MLN Inference

Jun 8, 2018 00:52 · 858 words · 5 minute read

The inference module of PracMLN allows the user to well, perform inference using PracMLN. As per my GSoC proposal, this was the first portion of PracMLN I intended to speedup. Until few weeks ago, however, my only usage of PracMLN was limited to the GUI mlnlearn and mlnquery tools. To speedup the inference module via Cython, I had to first be able to use it. Thankfully, the documentation contains a handy reference. The test files also provided helpful insight in using PracMLN from Python.

Armed with this knowledge, I set about editing my first file, exact.py, adding typing information to variables. Along with reading the Cython documentation, which could be terse at times, I found the following video very helpful to get started.

Code Testing

As I proceeded, I realised there was no way for me to figure out if the changes I made weren’t breaking the code - and were indeed resulting in faster runtimes. A discussion with Daniel Nyga about this led me to realise, that in heading off straight to edit PracMLN code files, I was actually skipping the first and most important step of the process: code testing.

A quick test script later, I realised that no matter what edits I made (including added print statements), there were no effects on my output. Three frustration filled days and nights later, I realised I hadn’t setup my work environment correctly.

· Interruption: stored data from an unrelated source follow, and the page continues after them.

PR #499, opened 2024-10-19
Add HTTP Method QUERY support

desiderantes:
This PR introduces support for the HTTP Method `QUERY`, a safe-idempotent method that has a body. Since Node added [support for the query method](https://github.com/nodejs/node/issues/51562), there is now a need for clients to support it and behave properly (like sending content length == 0 when skipping a body).

### DIFF
--- a/httpcore5/src/main/java/org/apache/hc/core5/annotation/Experimental.java
+++ b/httpcore5/src/main/java/org/apache/hc/core5/annotation/Experimental.java
@@ -39,5 +39,5 @@ import java.lang.annotation.Target;
 @Target({ElementType.METHOD, ElementType.TYPE, ElementType.FIELD})
 @Retention(RetentionPolicy.CLASS)
 public @interface Experimental {
-    String value() default ""; // Useful for documenting the reason for the experimental status
+    String value() default ""; // Useful for documenting the rationale for the experimental status
 }
--- a/httpcore5/src/main/java/org/apache/hc/core5/annotation/Experimental.java
+++ b/httpcore5/src/main/java/org/apache/hc/core5/annotation/Experimental.java
@@ -39,5 +39,4 @@ import java.lang.annotation.Target;
 @Target({ElementType.METHOD, ElementType.TYPE, ElementType.FIELD})
 @Retention(RetentionPolicy.CLASS)
 public @interface Experimental {
-    String value() default ""; // Useful for documenting the rationale for the experimental status
 }
--- a/httpcore5/src/main/java/org/apache/hc/core5/annotation/Experimental.java
+++ b/httpcore5/src/main/java/org/apache/hc/core5/annotation/Experimental.java
@@ -39,5 +39,5 @@ import java.lang.annotation.Target;
 @Target({ElementType.METHOD, ElementType.TYPE, ElementType.FIELD})
 @Retention(RetentionPolicy.CLASS)
 public @interface Experimental {
-    String reason() default "";
+    String value() default ""; // Useful for documenting the reason for the experimental status
 }
--- a/httpcore5/src/main/java/org/apache/hc/core5/annotation/Experimental.java
+++ b/httpcore5/src/main/java/org/apache/hc/core5/annotation/Experimental.java
@@ -36,7 +36,8 @@ import java.lang.annotation.Target;
  * The field or method to which this annotation is applied is marked as experimental.
  */
 @Documented
-@Target({ElementType.METHOD, ElementType.TYPE})
+@Target({ElementType.METHOD, ElementType.TYPE, ElementType.FIELD})
 @Retention(RetentionPolicy.CLASS)
 public @interface Experimental {
+    String reason() default "";
 }
--- a/httpcore5/src/main/java/org/apache/hc/core5/http/Method.java
+++ b/httpcore5/src/main/java/org/apache/hc/core5/http/Method.java
@@ -91,7 +91,12 @@ public enum Method {
     /**
      * The HTTP {@code PATCH} method is unsafe and non-idempotent.
      */
-    PATCH(false, false);
+    PATCH(false, false),
+
+    /**
+     * The HTTP {@code QUERY} method is safe and idempotent.
+     */
+    QUERY(true, true);
 
     private final boolean safe;
     private final boolean idempotent;
--- a/httpcore5/src/main/java/org/apache/hc/core5/http/Method.java
+++ b/httpcore5/src/main/java/org/apache/hc/core5/http/Method.java
@@ -104,7 +104,8 @@ public enum Method {
      *
      * @since 5.4
      */
-    @Experimental("QUERY method is still in DRAFT status")
+    @Experimental
+    //("QUERY method is still in DRAFT status")
     QUERY(true, true);
 
     private final boolean safe;
--- a/httpcore5/src/main/java/org/apache/hc/core5/http/Method.java
+++ b/httpcore5/src/main/java/org/apache/hc/core5/http/Method.java
@@ -95,6 +95,11 @@ public enum Method {
 
     /**
      * The HTTP {@code QUERY} method is safe and idempotent.
+     * <p>
+     * {@code QUERY} is a method defined to represent a safe, idempotent request that carries a body.
+     * This allows clients to send a body while enjoying the {@code GET}-like properties (such as easy caching,
+     * safe CORS handling [if supported] and bookmarking), as well as the {@code POST}-like properties (such as
+     * being able to send a query in a richer format, and not being limited by URI length and escaping restrictions).
      *
      * @since 5.4
      */
--- a/httpcore5/src/main/java/org/apache/hc/core5/http/Method.java
+++ b/httpcore5/src/main/java/org/apache/hc/core5/http/Method.java
@@ -29,6 +29,7 @@ package org.apache.hc.core5.http;
 
 import java.util.Locale;
 
+import org.apache.hc.core5.annotation.Experimental;
 import org.apache.hc.core5.util.Args;
 
 /**
@@ -103,6 +104,7 @@ public enum Method {
      *
      * @since 5.4
      */
+    @Experimental(reason = "QUERY method is still in DRAFT status")
     QUERY(true, true);
 
     private final boolean safe;
--- a/httpcore5/src/main/java/org/apache/hc/core5/http/Method.java
+++ b/httpcore5/src/main/java/org/apache/hc/core5/http/Method.java
@@ -95,6 +95,8 @@ public enum Method {
 
     /**
      * The HTTP {@code QUERY} method is safe and idempotent.
+     *
+     * @since 5.4
      */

Note to Self: A good setup takes some time, but eventually saves even more time!

PracMLN Setup

Here is how PracMLN needs to be setup for development on a (linux) computer.

... $ git clone https://github.com/danielnyga/pracmln
... $ cd pracmln
... $ ln -s _version python3/pracmln/_version
... $ PYTHONPATH="${PYTHONPATH}:/ ... /pracmln/python3/"
... $ export PYTHONPATH

As you can see, after cloning the repo, a link needs to be inserted to the _version directory from inside the python3/pracmln folder. It is also essential to modify the PYTHONPATH. I spent a lot of time trying alternate ways to do this (different setup.py installs, various pip versions, etc), to avoid manually tweaking the PYTHONPATH, but to no avail. If you can figure out a different way to do this, please let me know!

Since my work involved comparing the runtimes of Python and Cython, I supplemented this with a setup where I had two virtual environments:

  1. A virtualenv with pip version downgraded to 9.0.3, and pracmln installed via pip, for use as a baseline when measuring runtimes. When using this, I would ensure that pracmln was explicitly removed from the PYTHONPATH.
  2. A virtualenv with all the pracmln requirements installed, but without pracmln itself. When using this environment, I could see the effect my edits were causing.

Most text editors don’t really support cython syntax highlighting. I therefore recommend installing atom, and then getting the handy language-cython package.

I was now ready to start testing my code using the following script (modified for MC-SAT).

The speedup obtained thus was … negligible.

Deciphering PracMLN

This was initially rather dissapointing, but in hindsight, should have been expected. Merely typing a few local variables doesn’t really modify the behaviour of the computationally intensive portions of any codebase. At the moment, however, I was very uncertain about this, or how to proceed. I would use the Cython annotation tool extensively (... $ cython -a ...), generate HTML files displaying a lot of yellow lines, hinting at possible optimisations, and then not know what to do about them. I decided to plough through the rest of the inference related code anyways, line by line, arbitrarily typing a few variables here and there. I marked edits and questions with a comment of the form # Q(gsoc): ..., to serve as a flag for review.

It did not help. At all.

This is plainly visible in the runtimes that can be inspected here. After discussing this with my mentor, Daniel Nyga, it became apparent that there was a lot more work to be done. Extensive use of Cython extension types needed to be made, to port the actual rate determining parts of PracMLN to statically compilable code. I had actually thought about this before, but abandoned the approach, because I was unable to understand clearly enough the class hierarchy of PracMLN. My lack of expertise in Markov Logic Networks didn’t help either. In fact, the UML diagrams I had generated to try to understand this were incredibly daunting.

UML Class Diagram for PracMLN (Python3)

UML Package Diagram for PracMLN (Python3)

Completely human readable diagram available on imgur:

A New Direction

Clearly, my GSoC project has many unanticipated challenges. But, as Daniel Nyga pointed out - every project does! It was naive of me to believe that my current knowledge would be sufficient to bring immense speedups to PracMLN within 2 weeks. While I don’t yet have any significant speedups to show for my work, I have learnt a lot of lessons! I have tried documenting some of them here. I will now try to surmount my fear of complex UML diagrams, revisit exact.pyx, and try to convert it entirely into a Cython extension type. I hope to have more positive content for my next blog post!